The case involved two residential properties, one of which was extended and infringed rights of light to side windows in the neighbouring house.


Injunction refused

The judge refused an injunction because:

  1. The injury was small and the diminution in value resulting from the loss of light was small compared with the overall value of the claimants’ property.

  2. The injury was to secondary space, namely a garage/workshop, utility room and bathroom, and had not had a significant impact on the claimants’ enjoyment of their home.

  3. An injunction ordering the house extension to be cut back would be oppressive, given the effect it would have on the defendants’ family and the cost of doing so. The adverse effect on the defendants would have been much greater than the beneficial effect on the claimants.

  4. The defendants had mistakenly thought they were entitled to proceed as they had planning permission and they seemed to have had advice that the loss of light was minor and could be addressed with money.

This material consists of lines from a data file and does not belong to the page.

PR #1378, opened 2021-02-20
Update polyfill to use zero-padded month codes

### LINKED ISSUE #1369: 'monthCode' for built-in calendars does not behave as documented.
Document, Chapter `Temporal.PlainDate`, about `monthCode`:

"For common (non-leap) months, `monthCode` should be `M${month}`, where _month is zero padded up to two digits_."

Extracting `monthCode` from a date is `iso8601`:

`Temporal.PlainDate.from('2021-02-18').monthCode`
`//> "M2"`  
should be "M02" as per definition.`

Same behaviour with hebrew calendar ('M5', 'M5L'...), chinese...

cjtenny:
Fixes #1369.

### DIFF
--- a/polyfill/lib/calendar.mjs
+++ b/polyfill/lib/calendar.mjs
@@ -1038,7 +1038,7 @@ const helperHebrew = ObjectAssign({}, nonIsoHelperBase, {
       this.validateCalendarDate(calendarDate);
       if (month === undefined) {
         if (monthCode.endsWith('L')) {
-          if (monthCode !== 'M05L') throw new RangeError(`Hebrew leap month must have monthCode M5L, not ${monthCode}`);
+          if (monthCode !== 'M05L') throw new RangeError(`Hebrew leap month must have monthCode M05L, not ${monthCode}`);
           month = 6;
           if (!this.inLeapYear({ year })) {
             if (overflow === 'reject') {
--- a/polyfill/lib/calendar.mjs
+++ b/polyfill/lib/calendar.mjs
@@ -254,7 +254,7 @@ impl['iso8601'] = {
   },
   monthCode(date) {
     if (!HasSlot(date, ISO_MONTH)) date = ES.ToTemporalDate(date, GetIntrinsic('%Temporal.PlainDate%'));
-    return `M${ES.ToString(GetSlot(date, ISO_MONTH))}`;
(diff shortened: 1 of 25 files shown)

  5. The ’50:50 rule’ is a useful rule of thumb, not a hard and fast rule of law. Rooms may require less or more light, depending on all the circumstances.

Assessment of damages

In awarding damages the judge rejected share of profit because he had “no real evidence that the Defendants have made a profit out of this part of their extension and it was not, in my judgment, a cynical ploy on their part to extract the most value from their property as a speculative investment but rather an extension to their family home”. He therefore considered evidence of the ‘book value’ of the light loss and said that in a hypothetical negotiation “in the end it would be a haggle with the surrendering party giving weight to a range of different considerations as to the impact of the prospective loss of amenity and with the other party having regard to the advantages of securing the surrender. It would not be a simple question of agreeing a multiplier in order to produce a figure that was a multiple of the notional book loss.”

In awarding damages of £30,000 against a book value for the light loss of £11,569, the judge gave consideration to the fact that the utility, flexibility and enjoyment of the spaces had been diminished, the sky was less visible, the neighbouring building appeared to loom larger than before, it was necessary to make more use of electric light and there was a general impression of greater dimness.  He also awarded some minor additional damages for a temporary interference whilst scaffolding was in place.

The case does not, in our opinion, change how the law should be interpreted in terms of what is actionable, when an injunction might be awarded or the methods of calculating damages. As always, each case turns on its own facts and it would be right for developers to remain cautious, particularly where there will be material impact on light to primary rooms in dwellings.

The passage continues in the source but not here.